* _YOUR OBJECTIVE_:
Please find the lines in the entries below that contain the word "class", and copy each one.
───── DATA FOR THE TASK
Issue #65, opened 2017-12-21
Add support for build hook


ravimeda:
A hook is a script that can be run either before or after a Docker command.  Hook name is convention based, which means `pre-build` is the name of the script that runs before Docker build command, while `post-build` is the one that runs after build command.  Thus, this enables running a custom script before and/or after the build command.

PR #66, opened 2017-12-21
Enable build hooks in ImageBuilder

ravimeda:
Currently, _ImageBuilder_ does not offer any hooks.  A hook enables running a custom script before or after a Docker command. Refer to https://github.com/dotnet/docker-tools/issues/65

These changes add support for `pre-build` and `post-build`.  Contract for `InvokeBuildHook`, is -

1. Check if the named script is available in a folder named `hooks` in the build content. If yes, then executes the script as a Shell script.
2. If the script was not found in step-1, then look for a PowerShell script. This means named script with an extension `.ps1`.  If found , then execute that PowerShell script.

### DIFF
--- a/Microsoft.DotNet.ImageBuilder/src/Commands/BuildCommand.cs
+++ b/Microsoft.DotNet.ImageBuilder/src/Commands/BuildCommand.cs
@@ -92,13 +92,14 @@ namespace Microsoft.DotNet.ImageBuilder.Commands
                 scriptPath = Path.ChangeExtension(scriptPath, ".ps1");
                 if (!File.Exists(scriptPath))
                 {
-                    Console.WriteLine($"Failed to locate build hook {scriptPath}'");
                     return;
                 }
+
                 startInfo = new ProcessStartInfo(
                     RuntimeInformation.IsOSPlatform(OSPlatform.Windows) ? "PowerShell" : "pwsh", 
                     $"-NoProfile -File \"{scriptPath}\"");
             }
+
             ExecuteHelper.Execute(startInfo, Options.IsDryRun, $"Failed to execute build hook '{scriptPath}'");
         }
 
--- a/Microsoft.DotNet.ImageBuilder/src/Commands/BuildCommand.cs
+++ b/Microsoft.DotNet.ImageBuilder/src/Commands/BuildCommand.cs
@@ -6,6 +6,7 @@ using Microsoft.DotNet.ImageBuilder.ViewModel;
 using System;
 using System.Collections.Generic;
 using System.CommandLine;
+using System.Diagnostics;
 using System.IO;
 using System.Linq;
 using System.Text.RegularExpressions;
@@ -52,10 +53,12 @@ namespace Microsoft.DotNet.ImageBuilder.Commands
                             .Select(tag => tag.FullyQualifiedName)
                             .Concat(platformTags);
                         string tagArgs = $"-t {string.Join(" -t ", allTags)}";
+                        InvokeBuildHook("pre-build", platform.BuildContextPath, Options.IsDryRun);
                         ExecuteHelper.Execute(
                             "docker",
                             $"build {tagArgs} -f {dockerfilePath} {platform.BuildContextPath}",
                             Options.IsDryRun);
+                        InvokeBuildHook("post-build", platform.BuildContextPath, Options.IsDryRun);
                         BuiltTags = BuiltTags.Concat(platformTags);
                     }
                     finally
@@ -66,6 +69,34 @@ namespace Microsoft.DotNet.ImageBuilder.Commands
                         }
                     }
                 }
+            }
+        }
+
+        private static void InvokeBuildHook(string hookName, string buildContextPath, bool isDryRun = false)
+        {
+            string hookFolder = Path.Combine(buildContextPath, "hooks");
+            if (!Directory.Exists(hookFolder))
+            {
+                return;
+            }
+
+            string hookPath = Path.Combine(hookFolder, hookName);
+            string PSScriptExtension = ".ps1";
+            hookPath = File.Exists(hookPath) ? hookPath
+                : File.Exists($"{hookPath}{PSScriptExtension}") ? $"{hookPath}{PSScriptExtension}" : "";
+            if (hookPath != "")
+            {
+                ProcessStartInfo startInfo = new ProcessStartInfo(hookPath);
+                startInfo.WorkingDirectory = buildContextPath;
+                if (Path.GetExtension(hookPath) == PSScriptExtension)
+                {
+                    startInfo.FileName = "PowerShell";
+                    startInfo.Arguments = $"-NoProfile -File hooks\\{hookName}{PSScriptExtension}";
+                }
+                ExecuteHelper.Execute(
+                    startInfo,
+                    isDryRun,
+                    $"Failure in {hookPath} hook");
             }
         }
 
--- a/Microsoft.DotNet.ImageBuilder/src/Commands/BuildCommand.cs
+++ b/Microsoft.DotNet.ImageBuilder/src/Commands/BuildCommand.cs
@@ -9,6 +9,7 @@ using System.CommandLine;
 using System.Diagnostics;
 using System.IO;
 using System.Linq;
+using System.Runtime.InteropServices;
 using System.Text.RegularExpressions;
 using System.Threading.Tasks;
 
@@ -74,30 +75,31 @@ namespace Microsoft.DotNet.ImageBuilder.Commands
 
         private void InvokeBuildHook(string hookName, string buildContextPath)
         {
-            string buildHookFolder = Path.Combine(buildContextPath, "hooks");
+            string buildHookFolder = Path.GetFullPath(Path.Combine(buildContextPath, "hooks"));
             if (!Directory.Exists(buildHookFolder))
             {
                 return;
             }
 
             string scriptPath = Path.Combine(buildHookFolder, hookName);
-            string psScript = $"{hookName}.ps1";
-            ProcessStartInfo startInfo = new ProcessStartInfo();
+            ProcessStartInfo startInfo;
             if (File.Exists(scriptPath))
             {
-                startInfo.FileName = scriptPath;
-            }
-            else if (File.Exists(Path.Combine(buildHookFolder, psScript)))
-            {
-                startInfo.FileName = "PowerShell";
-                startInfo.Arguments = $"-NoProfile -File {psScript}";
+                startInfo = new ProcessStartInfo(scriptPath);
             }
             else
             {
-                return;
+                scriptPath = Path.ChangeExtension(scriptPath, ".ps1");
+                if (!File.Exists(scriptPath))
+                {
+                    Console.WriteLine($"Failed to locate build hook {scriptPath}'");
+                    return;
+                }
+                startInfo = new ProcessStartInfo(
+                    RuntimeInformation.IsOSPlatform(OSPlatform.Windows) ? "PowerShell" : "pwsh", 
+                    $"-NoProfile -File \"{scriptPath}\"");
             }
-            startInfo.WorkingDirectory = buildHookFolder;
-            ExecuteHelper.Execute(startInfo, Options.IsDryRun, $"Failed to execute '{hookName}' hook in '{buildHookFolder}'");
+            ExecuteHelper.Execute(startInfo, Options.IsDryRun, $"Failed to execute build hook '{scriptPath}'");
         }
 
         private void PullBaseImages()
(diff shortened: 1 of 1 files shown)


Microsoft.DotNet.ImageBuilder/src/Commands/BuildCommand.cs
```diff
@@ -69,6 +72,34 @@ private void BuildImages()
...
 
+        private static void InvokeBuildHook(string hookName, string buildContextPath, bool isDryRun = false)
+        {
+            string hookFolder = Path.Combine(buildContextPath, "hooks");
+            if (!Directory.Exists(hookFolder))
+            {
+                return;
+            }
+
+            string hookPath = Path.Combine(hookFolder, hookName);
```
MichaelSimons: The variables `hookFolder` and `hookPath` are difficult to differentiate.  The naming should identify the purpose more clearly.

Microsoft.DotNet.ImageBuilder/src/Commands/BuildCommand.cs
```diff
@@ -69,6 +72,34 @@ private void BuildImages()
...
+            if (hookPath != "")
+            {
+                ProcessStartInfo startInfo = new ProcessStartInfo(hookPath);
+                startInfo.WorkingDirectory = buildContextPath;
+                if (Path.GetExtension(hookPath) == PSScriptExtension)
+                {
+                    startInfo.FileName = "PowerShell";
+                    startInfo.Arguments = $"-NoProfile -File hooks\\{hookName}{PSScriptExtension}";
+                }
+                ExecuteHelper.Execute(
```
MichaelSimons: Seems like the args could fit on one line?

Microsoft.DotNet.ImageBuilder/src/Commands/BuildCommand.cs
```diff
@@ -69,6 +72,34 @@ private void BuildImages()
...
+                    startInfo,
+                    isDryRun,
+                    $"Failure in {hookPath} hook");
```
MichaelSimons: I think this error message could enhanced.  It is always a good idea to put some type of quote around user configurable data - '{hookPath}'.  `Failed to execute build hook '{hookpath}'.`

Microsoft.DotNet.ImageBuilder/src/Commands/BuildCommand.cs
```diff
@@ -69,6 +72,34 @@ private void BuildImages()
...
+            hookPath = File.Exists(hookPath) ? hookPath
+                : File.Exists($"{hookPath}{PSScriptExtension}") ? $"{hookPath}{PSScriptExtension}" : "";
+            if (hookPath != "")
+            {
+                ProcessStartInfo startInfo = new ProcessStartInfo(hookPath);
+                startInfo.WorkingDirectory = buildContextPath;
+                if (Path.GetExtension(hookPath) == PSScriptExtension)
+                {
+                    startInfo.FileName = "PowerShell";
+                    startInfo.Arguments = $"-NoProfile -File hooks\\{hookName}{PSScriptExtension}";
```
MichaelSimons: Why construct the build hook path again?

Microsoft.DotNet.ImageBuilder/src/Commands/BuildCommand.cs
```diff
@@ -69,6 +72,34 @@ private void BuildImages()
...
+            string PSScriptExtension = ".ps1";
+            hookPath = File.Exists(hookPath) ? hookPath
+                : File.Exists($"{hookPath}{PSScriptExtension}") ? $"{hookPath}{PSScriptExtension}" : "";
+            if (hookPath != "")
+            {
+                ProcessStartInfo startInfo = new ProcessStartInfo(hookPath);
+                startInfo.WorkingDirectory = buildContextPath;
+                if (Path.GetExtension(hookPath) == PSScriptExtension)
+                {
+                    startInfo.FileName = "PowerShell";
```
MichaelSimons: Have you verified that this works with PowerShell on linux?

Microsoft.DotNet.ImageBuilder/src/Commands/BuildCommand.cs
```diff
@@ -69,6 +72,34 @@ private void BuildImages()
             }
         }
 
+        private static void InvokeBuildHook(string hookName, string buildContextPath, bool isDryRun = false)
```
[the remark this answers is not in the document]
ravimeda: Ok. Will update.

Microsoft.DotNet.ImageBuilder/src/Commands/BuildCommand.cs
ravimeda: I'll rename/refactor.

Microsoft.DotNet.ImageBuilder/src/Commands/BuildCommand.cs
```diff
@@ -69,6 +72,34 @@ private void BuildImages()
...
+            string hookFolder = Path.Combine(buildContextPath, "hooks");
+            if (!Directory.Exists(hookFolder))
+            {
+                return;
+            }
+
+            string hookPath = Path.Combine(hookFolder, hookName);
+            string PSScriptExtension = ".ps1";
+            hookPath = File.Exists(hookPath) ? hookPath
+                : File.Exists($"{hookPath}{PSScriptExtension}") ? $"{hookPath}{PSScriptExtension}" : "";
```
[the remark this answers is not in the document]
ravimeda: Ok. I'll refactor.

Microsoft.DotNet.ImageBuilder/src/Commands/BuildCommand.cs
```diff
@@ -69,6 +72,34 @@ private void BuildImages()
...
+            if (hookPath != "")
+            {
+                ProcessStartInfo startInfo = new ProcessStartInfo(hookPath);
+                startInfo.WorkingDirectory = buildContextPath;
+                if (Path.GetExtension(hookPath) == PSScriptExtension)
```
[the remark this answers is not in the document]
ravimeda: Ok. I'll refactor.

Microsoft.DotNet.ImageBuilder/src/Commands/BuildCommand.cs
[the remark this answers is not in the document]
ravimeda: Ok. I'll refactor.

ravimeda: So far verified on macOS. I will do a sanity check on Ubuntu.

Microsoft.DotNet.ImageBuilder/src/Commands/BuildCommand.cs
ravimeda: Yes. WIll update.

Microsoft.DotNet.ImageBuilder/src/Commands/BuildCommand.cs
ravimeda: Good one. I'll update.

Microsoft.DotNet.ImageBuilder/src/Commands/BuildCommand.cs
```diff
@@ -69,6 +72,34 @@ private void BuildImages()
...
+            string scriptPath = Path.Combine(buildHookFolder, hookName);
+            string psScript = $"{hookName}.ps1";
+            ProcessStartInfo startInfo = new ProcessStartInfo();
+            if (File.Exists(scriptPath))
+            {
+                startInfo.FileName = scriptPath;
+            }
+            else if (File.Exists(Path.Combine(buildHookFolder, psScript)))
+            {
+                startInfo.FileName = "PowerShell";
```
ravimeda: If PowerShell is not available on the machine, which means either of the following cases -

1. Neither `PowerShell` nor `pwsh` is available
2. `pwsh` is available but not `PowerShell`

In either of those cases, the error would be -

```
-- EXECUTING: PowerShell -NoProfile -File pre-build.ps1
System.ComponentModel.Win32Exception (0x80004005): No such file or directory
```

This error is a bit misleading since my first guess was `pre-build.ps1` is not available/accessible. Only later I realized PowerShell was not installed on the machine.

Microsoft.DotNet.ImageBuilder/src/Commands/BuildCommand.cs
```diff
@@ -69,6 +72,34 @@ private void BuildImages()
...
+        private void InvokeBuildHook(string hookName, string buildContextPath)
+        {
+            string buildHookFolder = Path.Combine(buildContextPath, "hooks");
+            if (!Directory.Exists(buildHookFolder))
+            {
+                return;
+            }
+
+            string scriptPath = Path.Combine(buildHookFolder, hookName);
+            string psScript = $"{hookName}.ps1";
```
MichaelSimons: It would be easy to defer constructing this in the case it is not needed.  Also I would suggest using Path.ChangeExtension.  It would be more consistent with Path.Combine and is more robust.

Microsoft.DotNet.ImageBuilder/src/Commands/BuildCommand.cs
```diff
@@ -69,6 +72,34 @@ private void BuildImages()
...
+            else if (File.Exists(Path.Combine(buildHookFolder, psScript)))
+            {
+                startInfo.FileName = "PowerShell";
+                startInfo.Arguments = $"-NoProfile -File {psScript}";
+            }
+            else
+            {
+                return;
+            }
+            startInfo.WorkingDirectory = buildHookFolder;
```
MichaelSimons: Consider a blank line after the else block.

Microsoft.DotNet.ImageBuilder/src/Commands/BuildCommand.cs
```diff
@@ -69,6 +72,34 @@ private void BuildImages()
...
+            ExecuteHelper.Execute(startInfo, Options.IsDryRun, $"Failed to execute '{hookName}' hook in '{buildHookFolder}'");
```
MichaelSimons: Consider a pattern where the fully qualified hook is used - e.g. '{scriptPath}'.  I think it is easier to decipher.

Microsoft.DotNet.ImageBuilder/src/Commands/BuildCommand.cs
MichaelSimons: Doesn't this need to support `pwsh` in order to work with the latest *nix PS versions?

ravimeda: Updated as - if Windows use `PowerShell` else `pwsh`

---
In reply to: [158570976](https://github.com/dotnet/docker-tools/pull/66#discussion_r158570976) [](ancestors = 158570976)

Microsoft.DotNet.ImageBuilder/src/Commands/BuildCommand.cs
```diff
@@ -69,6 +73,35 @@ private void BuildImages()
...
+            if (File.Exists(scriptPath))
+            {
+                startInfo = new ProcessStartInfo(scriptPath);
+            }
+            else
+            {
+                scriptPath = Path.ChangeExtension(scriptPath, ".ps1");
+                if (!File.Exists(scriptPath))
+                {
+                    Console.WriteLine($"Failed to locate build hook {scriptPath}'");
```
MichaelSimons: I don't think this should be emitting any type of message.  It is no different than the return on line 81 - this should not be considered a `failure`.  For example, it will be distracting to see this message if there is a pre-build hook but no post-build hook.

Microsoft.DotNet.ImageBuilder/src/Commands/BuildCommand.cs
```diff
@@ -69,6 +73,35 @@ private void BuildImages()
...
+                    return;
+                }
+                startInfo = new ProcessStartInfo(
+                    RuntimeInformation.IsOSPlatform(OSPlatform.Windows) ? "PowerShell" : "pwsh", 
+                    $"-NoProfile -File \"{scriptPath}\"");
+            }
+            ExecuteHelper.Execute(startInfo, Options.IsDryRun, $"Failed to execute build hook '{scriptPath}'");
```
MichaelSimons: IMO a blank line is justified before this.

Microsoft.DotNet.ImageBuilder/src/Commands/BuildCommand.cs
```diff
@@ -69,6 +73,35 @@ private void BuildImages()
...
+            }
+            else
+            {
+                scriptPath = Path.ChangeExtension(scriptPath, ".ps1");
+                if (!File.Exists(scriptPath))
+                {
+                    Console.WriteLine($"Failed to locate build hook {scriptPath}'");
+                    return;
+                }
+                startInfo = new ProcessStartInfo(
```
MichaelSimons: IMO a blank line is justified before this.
──────────
───── DATA FOR THE TASK
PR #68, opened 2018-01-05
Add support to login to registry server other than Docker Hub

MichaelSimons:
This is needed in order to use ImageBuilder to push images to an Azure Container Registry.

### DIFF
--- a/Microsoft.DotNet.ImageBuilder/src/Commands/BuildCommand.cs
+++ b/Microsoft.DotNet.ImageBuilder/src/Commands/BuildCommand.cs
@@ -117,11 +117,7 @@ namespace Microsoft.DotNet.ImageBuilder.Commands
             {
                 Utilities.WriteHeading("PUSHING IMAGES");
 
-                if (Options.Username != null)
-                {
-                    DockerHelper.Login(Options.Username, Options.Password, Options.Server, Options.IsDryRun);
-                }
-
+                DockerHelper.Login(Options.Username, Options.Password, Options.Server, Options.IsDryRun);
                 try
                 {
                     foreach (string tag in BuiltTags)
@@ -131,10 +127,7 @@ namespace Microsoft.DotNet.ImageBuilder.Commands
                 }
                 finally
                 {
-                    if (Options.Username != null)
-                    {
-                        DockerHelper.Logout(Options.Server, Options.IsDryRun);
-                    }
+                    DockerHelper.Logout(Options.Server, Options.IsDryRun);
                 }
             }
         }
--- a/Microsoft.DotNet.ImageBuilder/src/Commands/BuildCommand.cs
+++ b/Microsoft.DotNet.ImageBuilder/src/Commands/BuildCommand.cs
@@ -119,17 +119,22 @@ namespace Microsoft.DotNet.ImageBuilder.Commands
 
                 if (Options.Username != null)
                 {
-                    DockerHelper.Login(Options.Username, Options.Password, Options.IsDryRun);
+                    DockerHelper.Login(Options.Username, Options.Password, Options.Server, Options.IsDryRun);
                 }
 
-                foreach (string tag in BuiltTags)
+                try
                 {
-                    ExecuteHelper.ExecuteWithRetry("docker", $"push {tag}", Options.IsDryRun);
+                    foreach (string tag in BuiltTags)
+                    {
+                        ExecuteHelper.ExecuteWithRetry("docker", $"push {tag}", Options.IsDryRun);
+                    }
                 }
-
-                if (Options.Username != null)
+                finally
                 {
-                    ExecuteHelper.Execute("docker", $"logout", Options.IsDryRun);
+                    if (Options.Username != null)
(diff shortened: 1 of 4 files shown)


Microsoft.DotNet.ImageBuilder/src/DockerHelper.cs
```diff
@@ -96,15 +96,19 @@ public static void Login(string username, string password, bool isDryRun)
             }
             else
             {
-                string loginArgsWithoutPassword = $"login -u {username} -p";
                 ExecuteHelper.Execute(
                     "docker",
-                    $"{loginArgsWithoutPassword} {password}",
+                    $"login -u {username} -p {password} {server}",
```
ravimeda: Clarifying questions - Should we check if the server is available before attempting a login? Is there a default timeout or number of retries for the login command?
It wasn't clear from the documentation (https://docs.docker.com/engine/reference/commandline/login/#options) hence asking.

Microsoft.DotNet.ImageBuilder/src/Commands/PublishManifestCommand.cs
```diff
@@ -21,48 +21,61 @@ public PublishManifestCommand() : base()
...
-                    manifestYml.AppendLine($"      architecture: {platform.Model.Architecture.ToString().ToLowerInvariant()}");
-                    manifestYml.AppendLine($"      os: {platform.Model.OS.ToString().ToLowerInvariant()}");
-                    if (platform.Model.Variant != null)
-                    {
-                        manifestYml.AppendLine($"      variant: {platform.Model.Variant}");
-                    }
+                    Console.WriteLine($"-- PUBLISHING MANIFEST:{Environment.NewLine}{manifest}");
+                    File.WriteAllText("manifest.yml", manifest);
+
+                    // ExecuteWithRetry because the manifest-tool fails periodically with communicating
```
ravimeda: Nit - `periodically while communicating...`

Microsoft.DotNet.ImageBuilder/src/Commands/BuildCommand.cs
──────────
───── DATA FOR THE TASK
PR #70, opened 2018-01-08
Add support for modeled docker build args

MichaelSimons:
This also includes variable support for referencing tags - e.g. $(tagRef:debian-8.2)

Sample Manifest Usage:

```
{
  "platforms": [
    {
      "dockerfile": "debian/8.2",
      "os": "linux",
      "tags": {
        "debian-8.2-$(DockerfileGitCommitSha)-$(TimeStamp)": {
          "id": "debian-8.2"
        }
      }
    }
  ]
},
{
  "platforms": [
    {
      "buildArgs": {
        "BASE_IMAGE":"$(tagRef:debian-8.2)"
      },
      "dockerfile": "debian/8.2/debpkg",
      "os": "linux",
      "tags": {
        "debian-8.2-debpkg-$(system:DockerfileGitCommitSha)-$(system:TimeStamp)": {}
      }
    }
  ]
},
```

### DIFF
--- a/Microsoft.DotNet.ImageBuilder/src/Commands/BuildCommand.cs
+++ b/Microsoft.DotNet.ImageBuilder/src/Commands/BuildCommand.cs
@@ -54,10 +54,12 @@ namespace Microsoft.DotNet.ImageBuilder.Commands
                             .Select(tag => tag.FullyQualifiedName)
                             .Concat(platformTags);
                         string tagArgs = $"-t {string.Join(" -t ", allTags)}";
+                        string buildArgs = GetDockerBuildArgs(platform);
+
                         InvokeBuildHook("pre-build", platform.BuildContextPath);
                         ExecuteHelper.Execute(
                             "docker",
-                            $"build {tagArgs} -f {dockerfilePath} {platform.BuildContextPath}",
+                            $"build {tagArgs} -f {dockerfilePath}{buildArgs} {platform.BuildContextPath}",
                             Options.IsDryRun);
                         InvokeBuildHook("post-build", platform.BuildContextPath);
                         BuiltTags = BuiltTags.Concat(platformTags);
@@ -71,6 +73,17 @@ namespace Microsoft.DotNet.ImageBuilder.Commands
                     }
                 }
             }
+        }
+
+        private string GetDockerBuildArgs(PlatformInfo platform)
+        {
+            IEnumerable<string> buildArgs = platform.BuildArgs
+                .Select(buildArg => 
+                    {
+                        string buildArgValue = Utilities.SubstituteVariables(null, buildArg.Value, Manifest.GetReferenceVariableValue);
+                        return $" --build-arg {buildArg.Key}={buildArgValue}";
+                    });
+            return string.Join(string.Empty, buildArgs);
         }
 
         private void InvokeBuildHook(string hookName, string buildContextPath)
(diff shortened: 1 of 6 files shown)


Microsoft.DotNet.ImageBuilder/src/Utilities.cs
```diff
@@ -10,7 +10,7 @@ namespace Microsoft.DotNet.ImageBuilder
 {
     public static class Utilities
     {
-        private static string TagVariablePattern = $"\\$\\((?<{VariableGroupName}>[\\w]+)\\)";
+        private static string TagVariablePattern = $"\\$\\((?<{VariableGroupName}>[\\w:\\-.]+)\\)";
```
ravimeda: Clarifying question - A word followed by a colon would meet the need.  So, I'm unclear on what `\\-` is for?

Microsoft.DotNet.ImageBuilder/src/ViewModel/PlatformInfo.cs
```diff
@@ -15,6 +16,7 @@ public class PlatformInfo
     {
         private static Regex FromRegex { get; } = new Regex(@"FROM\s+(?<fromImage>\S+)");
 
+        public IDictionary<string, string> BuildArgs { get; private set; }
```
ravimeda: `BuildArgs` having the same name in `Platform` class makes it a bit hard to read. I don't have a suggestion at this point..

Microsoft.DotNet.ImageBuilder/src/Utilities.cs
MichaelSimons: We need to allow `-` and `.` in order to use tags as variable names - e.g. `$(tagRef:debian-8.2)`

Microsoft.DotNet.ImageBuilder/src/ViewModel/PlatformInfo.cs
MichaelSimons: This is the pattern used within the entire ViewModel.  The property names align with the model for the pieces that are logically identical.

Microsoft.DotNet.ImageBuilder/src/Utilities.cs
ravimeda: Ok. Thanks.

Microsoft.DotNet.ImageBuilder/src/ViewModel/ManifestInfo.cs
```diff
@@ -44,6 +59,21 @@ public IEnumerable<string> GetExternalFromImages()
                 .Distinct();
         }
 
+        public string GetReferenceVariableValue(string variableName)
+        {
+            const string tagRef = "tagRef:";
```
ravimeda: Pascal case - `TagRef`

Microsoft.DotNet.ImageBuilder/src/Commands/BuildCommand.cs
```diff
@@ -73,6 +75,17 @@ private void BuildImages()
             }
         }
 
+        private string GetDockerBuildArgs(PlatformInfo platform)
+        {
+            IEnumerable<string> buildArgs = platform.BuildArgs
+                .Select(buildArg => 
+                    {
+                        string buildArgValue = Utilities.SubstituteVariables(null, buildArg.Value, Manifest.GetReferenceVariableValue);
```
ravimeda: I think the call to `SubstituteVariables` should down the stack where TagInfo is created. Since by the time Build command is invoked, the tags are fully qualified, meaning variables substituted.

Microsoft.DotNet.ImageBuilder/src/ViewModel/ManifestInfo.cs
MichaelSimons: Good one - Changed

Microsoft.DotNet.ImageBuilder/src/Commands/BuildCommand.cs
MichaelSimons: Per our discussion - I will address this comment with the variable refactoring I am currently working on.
──────────
* _TASK ANSWER_:
     public static class Utilities
@@ -15,6 +16,7 @@ public class PlatformInfo
ravimeda: `BuildArgs` having the same name in `Platform` class makes it a bit hard to read. I don't have a suggestion at this point..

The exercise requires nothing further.